Start of EXCERPTED RECORDS

PR #485, opened 2025-10-01
ScriptContext & ToPlutusData

yHSJ:
In order to implement phase 2 validation, we need to create a `ScriptContext` that is passed to the VM when executing a script. We need to encode data in that `ScriptContext` as `PlutusData`, which is an (unspecified) in-memory representation that is deserialized from CBOR. 

This PR introduces a new `amaru-plutus` for logic that is related to plutus scripts but doesn't neatly fit into the `uplc` repository nor the `amaru-ledger` crate.  Notably, it provides a new `ScriptContext` struct for each plutus version and implementations to serialize it as PlutusData.

## Summary by CodeRabbit

* **New Features**
  * Full Plutus support (v1–v3): versioned script contexts, script/context types, values/mint/withdrawals/datums, rich PlutusData serialization and exported constructor macros.

* **Documentation**
  * Adds README describing the new Plutus capabilities.

* **Tests**
  * Adds JSON test fixtures covering script-context scenarios across versions.

* **Chores**
  * Introduces a new workspace crate for Plutus logic and a serde helper for hex deserialization.

* **Bug Fixes**
  * Cleans up kernel public exports to correct duplicated/legacy declarations.

### DIFF
--- a/Cargo.lock
+++ b/Cargo.lock
@@ -283,7 +283,6 @@ dependencies = [
  "amaru-kernel",
  "amaru-slot-arithmetic",
  "hex",
- "insta",
  "itertools 0.14.0",
  "minicbor",
  "num",
--- a/crates/amaru-plutus/Cargo.toml
+++ b/crates/amaru-plutus/Cargo.toml
@@ -17,7 +17,7 @@ thiserror.workspace = true
 itertools.workspace = true
 hex.workspace = true
 minicbor.workspace = true
-insta.workspace = true
+
 # Internal dependencies
 amaru-kernel.workspace = true
 amaru-slot-arithmetic.workspace = true


crates/amaru-kernel/src/lib.rs
```diff
@@ -939,6 +939,45 @@ impl HasRedeemers for Redeemers {
...
 }
 
+pub fn from_alonzo_value(value: &AlonzoValue) -> Result<Value, Box<dyn std::error::Error>> {
+    match value {
+        AlonzoValue::Coin(coin) => Ok(Value::Coin(*coin)),
+        AlonzoValue::Multiasset(coin, assets) if assets.is_empty() => Ok(Value::Coin(*coin)),
+        AlonzoValue::Multiasset(coin, assets) => {
+            let multiasset = assets
+                .iter()
+                .cloned()
```
KtorZ: It'll be better to make the clones explicit; if everything down below is going to be cloned, the signature shall just take a plain `AlonzoValue`, and have the caller do the cloning.

crates/amaru-plutus/src/lib.rs
```diff
@@ -0,0 +1,352 @@
...
+        }
+    }
+}
+
+#[macro_export]
+macro_rules! constr {
+    ($index:expr) => {{
+        let maybe_constr_tag = $index.to_constr_tag();
+        PlutusData::Constr(Constr {
+            tag: maybe_constr_tag.unwrap_or(DEFAULT_TAG),
```
KtorZ: That is ... not right. If "ToConstrTag" returns `None`, then that's a glaring mistake from the caller and whomever defines the tag. That shouldn't be silently swallowed with a default.

crates/amaru-plutus/src/lib.rs
```diff
@@ -0,0 +1,352 @@
...
+                        pointer.cert_idx(),
+                    ))
+                    .to_plutus_data(),
+                    ShelleyDelegationPart::Null => None::<StakeCredential>.to_plutus_data(),
+                };
+
+                constr!(0, payment_part_plutus_data, stake_part_plutus_data)
+            }
+            Address::Stake(stake_address) => stake_address.to_plutus_data(),
+            Address::Byron(_) => unreachable!("unable to encode Byron address in PlutusData"),
```
KtorZ: That is possible in V1 (and possibly V2, I don't remember)

crates/amaru-plutus/src/script_context/v1.rs
```diff
@@ -0,0 +1,169 @@
...
+
+impl ToPlutusData<1> for ScriptContext {
+    fn to_plutus_data(&self) -> PlutusData {
+        constr!(v: 1, 0, self.tx_info, self.purpose)
+    }
+}
+
+impl ToPlutusData<1> for TxInfo {
+    fn to_plutus_data(&self) -> PlutusData {
+        constr!(v: 1, 0, self.inputs, self.outputs, self.fee, self.mint, self.certificates, self.withdrawals.iter().map(|(address, coin)| (constr!(v: 1, 0, address), *coin)).collect::<Vec<_>>(), self.validity_range, self.signatories, self.data, constr!(v:1,0, self.id))
```
KtorZ: What's going on here 😅

crates/amaru-plutus/src/lib.rs
yHSJ: This I borrowed directly from the Aiken code. As you know, the tag for any "alternative" outside of 0-127 is 102 ([see here](https://github.com/IntersectMBO/plutus/blob/1f31e640e8a258185db01fa899da63f9018c0e85/plutus-core/plutus-core/src/PlutusCore/Data.hs#L61)). In Aiken, the constructor is only included when there is an alternative within the range of 0-127. This could obviously be done another way, but I wanted to make sure the logic was clear.

crates/amaru-plutus/src/script_context/v1.rs
yHSJ: `constr` is the macro I defined. `v` is the plutus version to use when calling `to_plutus_data` on the fields (sometimes it's needed explicitly), the second argument is the index, and the rest of the arguments are the fields, which get encoded as `PlutusData`. Probably could be a bit more obvious though

Quantumplation: @SupernaviX is pretty good at rust macros, he might be able to suggest some prettification

KtorZ: Sorry; my comment lacked context. I was mostly picking on the lack of formatting here. Seems like your editor don't format within macros?

crates/amaru-plutus/src/lib.rs
KtorZ: Ho I see. I misread that; forgot for a second that Pallas represents this tag as two separate fields. So, no problem.

crates/amaru-plutus/src/script_context/v1.rs
yHSJ: Yeah, for some reason `cargo fmt` wasn't formatting the macros when I had named arguments in them. I've updated the macros for readability and now they're formatted as well.

crates/amaru-kernel/src/lib.rs
```diff
@@ -939,6 +939,45 @@ impl HasRedeemers for Redeemers {
     }
 }
 
+pub fn from_alonzo_value(value: AlonzoValue) -> Result<Value, Box<dyn std::error::Error>> {
```
KtorZ: I feel like I've written / seen this function 50 times already.

crates/amaru-plutus/src/script_context/v1.rs
```diff
@@ -0,0 +1,226 @@
...
+        PlutusData::Map(KeyValuePairs::Def(entries))
+    }
+}
+
+impl<const V: u8> ToPlutusData<V> for TransactionInput
+where
+    PlutusVersion<V>: IsKnownPlutusVersion + IsPrePlutusVersion3,
+{
+    fn to_plutus_data(&self) -> PlutusData {
+        constr!(v: V, 0, [constr!(v: V, 0, [self.transaction_id]), self.index])
```
KtorZ: This is a bit weird; I would expect the extra constr wrapping on transaction id to live in the `for TransactionId` instance. Otherwise, this particular chunk of logic gets duplicated; for example in both `for TxInfo` instances for V1 and V2.

yHSJ: Here `transaction_id` is a `Hash<32>`. If we provide an implementation that wraps it for `Hash<32>`, it would break things like datum hashes.

crates/amaru-kernel/src/lib.rs
yHSJ: I had the same feeling, but I couldn't find it. Doesn't mean it doesn't exist though.

crates/amaru-plutus/src/script_context/v1.rs
KtorZ: Hmmm. This isn't ideal indeed. I suppose it's a hash<32> thoughout. So we would have to wrap/unwrap every inputs too.

KtorZ: Although in a certain way, we already have to manually fiddle with all inputs. So having a newtype to capture this behaviour would be the right move regardless.

yHSJ: I'm actually not opposed to creating new types for the `ScriptContext` fields. We *do* need to sort things inside the our existing structs already, so that could be a part of the type definitions. Though I'd rather confirm that this stuff works™️ at all

PR #489, opened 2025-10-06
refactor: move validate_header effects to pure-stage

etorreborre:
This PR moves the effects used by the `validate_header` stage to `pure-stage`. Those effects are:

 - Store effects, to access nonces.
 - Ledger effects to access a pool summary.

The most notable changes involve:

 - Creating a `ConsensusParameters` data type encapsulating all the parameters necessary to validate a block header:
   - Some parameters taken from `GlobalParameters`.
   - The `EraHistory`.
   - A list of opcert sequence numbers (apparently not used in production code for now, it's only used in tests)
 - As a result, it is not necessary to thread the `EraHistory` through all the `ChainStore` instances.
 - Similarly, it is also not possible to pass the `GlobalParameters` to the `StakeDistributionObserver` backing up the `HasStakeDistribution` instance, which simplifies that interface to just one function.

## Summary by CodeRabbit

- New Features
  - Added configurable ConsensusParameters used across validation and nonce evolution.
  - Ledger exposes pool-aware queries; PoolSummary now includes active_stake and stake.

- Refactor
  - Simplified chain storage and RocksDB initialization (no era history required).
  - Unified ledger access via shared handles and streamlined header/block validation stages.

- CLI
  - Import/bootstrap commands no longer require an explicit network argument; paths determine context.

- Chores
  - Added serialization for expanded PoolSummary and adjusted workspace dependencies.


crates/amaru-consensus/src/consensus/effects/consensus_effects.rs
```diff
@@ -31,39 +30,34 @@ pub trait ConsensusOps: Send + Sync + Clone {
     fn network(&self) -> impl NetworkOps;
     /// Return a LedgerOps implementation to access ledger operations, considering that it is a sub-system
     /// external to consensus.
-    fn ledger(&self) -> impl LedgerOps;
+    fn ledger(&self) -> Arc<dyn LedgerOps>;
```
abailly, line 33: Perhaps the change to an `Arc<>` would warrant a change in the comment? Why do we need an Arc here?

crates/amaru-consensus/src/consensus/stages/validate_header.rs
```diff
@@ -12,104 +12,103 @@
...
+        DecodedChainSyncEvent::CaughtUp { .. } => {
+            eff.base().send(&downstream, msg).await;
+            return (consensus_parameters, downstream, errors);
         }
+    };
 
-        fn max_kes_evolutions(&self) -> u64 {
-            unimplemented!()
-        }
+    let span = tracing::trace_span!(
```
abailly, line 57: Is this span really useful here?

abailly: It would probably be useful to look at how the "waterfall" looks like with those changes?

crates/amaru-kernel/src/protocol_parameters.rs
```diff
@@ -433,6 +436,104 @@ pub struct GlobalParameters {
     pub randomness_stabilization_window: u64,
 }
 
+/// This data type encapsulates the parameters needed by the consensus layer to operate.
+#[derive(Clone, Debug, PartialEq, Serialize, Deserialize)]
+pub struct ConsensusParameters {
```
abailly, line 441: This change is useful but I think it would warrant its own PR rather than being mixed with other concerns in the same PR.

crates/amaru-ouroboros-traits/src/praos/mod.rs
```diff
@@ -103,9 +103,5 @@ pub trait Praos<H: IsHeader>: Send + Sync {
     ///
     /// Once the stability window has been reached, the candidate is fixed for the epoch and will
     /// be used once crossing the epoch boundary to produce the next epoch nonce.
-    fn evolve_nonce(
-        &self,
-        header: &H,
-        global_parameters: &GlobalParameters,
-    ) -> Result<Nonces, Self::Error>;
+    fn evolve_nonce(&self, header: &H) -> Result<Nonces, Self::Error>;
```
abailly, line 106: Does the comment makes sense now? We have removed the `global_parameters` parameter to encapsulate nonces evolution logic somewhere else. It somehow makes sense, but it also obscures the nonces evolution logic somewhat. 
From an API design perspective, having explicit parameters makes it clearer what the nonce evolution depends on 🤔

crates/amaru-ouroboros-traits/src/has_stake_distribution/mod.rs
```diff
@@ -32,16 +33,4 @@ pub trait HasStakeDistribution: Send + Sync {
     /// Obtain information about a pool such as its VRF key hash and its stake. The information is
     /// fetched from the ledger based on the given slot.
     fn get_pool(&self, slot: Slot, pool: &PoolId) -> Option<PoolSummary>;
-
-    /// Calculate the KES period given an absolute slot and some shelley-genesis values
-    fn slot_to_kes_period(&self, slot: Slot) -> u64;
-
-    /// Get the maximum number of KES evolutions from the ledger state
-    fn max_kes_evolutions(&self) -> u64;
```
abailly, line 40: If I am not mistaken, this is a parameter that can be changed over the course of the life of the network, so it's something that we'll need to get from the ledger somehow

crates/amaru-ouroboros/src/praos/header.rs
```diff
@@ -83,11 +85,11 @@ impl PartialEq for AssertHeaderError {
 pub type Assertion<'a> = Box<dyn Fn() -> Result<(), AssertHeaderError> + Send + Sync + 'a>;
 
 pub fn assert_all<'a>(
+    consensus_parameters: Arc<ConsensusParameters>,
     header: &'a Header,
     raw_header_body: &'a [u8],
-    ledger_state: &'a dyn HasStakeDistribution,
+    ledger_state: Arc<dyn HasStakeDistribution>,
```
abailly, line 91: Do we need an `Arc` here, or would an `Rc` suffice?

crates/amaru-ouroboros/src/praos/header.rs
```diff
@@ -83,11 +85,11 @@ impl PartialEq for AssertHeaderError {
 pub type Assertion<'a> = Box<dyn Fn() -> Result<(), AssertHeaderError> + Send + Sync + 'a>;
 
 pub fn assert_all<'a>(
+    consensus_parameters: Arc<ConsensusParameters>,
```
abailly, line 88: The idea behind the `HasStakeDistribution` interface was to enrich it with more information the consensus needs from the ledger, hence the seemingly useless methods you removed. We probably would want to have a discussion with @KtorZ over this design

abailly (commented):
I understand it's not always easy nor convenient when on is working on something and needs to move things around to split it, but it seems to me this PR really should have been split at least in 2 as it mixes 1/ changes on how we pass some parameters needed for header validation through the introduction of `ConsensusParameters` and 2/ actual addition of an effect to handle `header_validation`.
I personally find it hard to review a PR, and even harder when it touches 20+ files.

crates/amaru-consensus/src/consensus/effects/consensus_effects.rs
etorreborre: The reason is that we use store this value inside the `ValidateHeader` structure, which is the same situation as the one we have with the `HeadersTree` where we have an `Arc<dyn ChainStore<H>>`.

crates/amaru-consensus/src/consensus/stages/validate_header.rs
etorreborre: I wondered the same. That span was already there before that PR.

crates/amaru-ouroboros/src/praos/header.rs
etorreborre: I haven't tried but possibly yes downgrading some of these `Arc`s to `Rc`s would work. I propose to do it at once in another PR then.

crates/amaru-ouroboros-traits/src/praos/mod.rs
etorreborre: > From an API design perspective, having explicit parameters makes it clearer what the nonce evolution depends on

I personally prefer to separate static / configuration parameters, from dynamic ones when possible. Because then there's only one place where the static parameters are configured and:

1. It reduces the risk of changing them accidentally by passing modified global parameters for some reason.
2. It reduces the amount of data in flux when trying to understand what comes from where.

crates/amaru-ouroboros-traits/src/has_stake_distribution/mod.rs
etorreborre: Ok, that was indeed not obvious from the current implementation :-).

crates/amaru-ouroboros/src/praos/header.rs
etorreborre: @KtorZ I can put those methods back with a comment saying that there will be some additional ledger logic besides just using the global parameters if you want.

crates/amaru-kernel/src/protocol_parameters.rs
etorreborre: Ok, I can revert this change then and make a smaller PR.

crates/amaru-ouroboros-traits/src/praos/mod.rs
abailly: The point is: those parameters are probably not static

crates/amaru-ouroboros/src/praos/header.rs
abailly: Well, no you're already changing the type and it's just a one letter change

crates/amaru-ouroboros/src/praos/header.rs
abailly: I think your proposal makes sense given the name of the interface and we are mostly not using anyway. Yet it's not really YAGNI because we _know_ we'll need those.

crates/amaru-ouroboros-traits/src/has_stake_distribution/mod.rs
KtorZ: That is correct; although this "interface" here pre-dates a lot of the codebase. It's one of the first thing we wrote in Amaru in anticipation of what the consensus <-> ledger interaction would be. 

Note that we still haven't implemented the operational certificate validation in the header validation. Which is why the `latest_opcert_sequence_number` is mostly unused. As for the max_kes_evolution; I thought we did implement it; but if you've managed to remove it, it may not (or no longer) be the case.

crates/amaru-ouroboros/src/praos/header.rs
KtorZ: For now those methods mostly served as reminder of the _unimplemented bits_ in the header validation. Now we better make sure we remember to implement those bits, eventually 😬 ... (there might be one or two FIXME as well disseminated in the code)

End of EXCERPTED RECORDS

WHAT TO WORK ON
Whenever a line includes the word "itertools", pull it out of the entries.

REPLY TO THE EXERCISE
  "itertools 0.14.0",
 itertools.workspace = true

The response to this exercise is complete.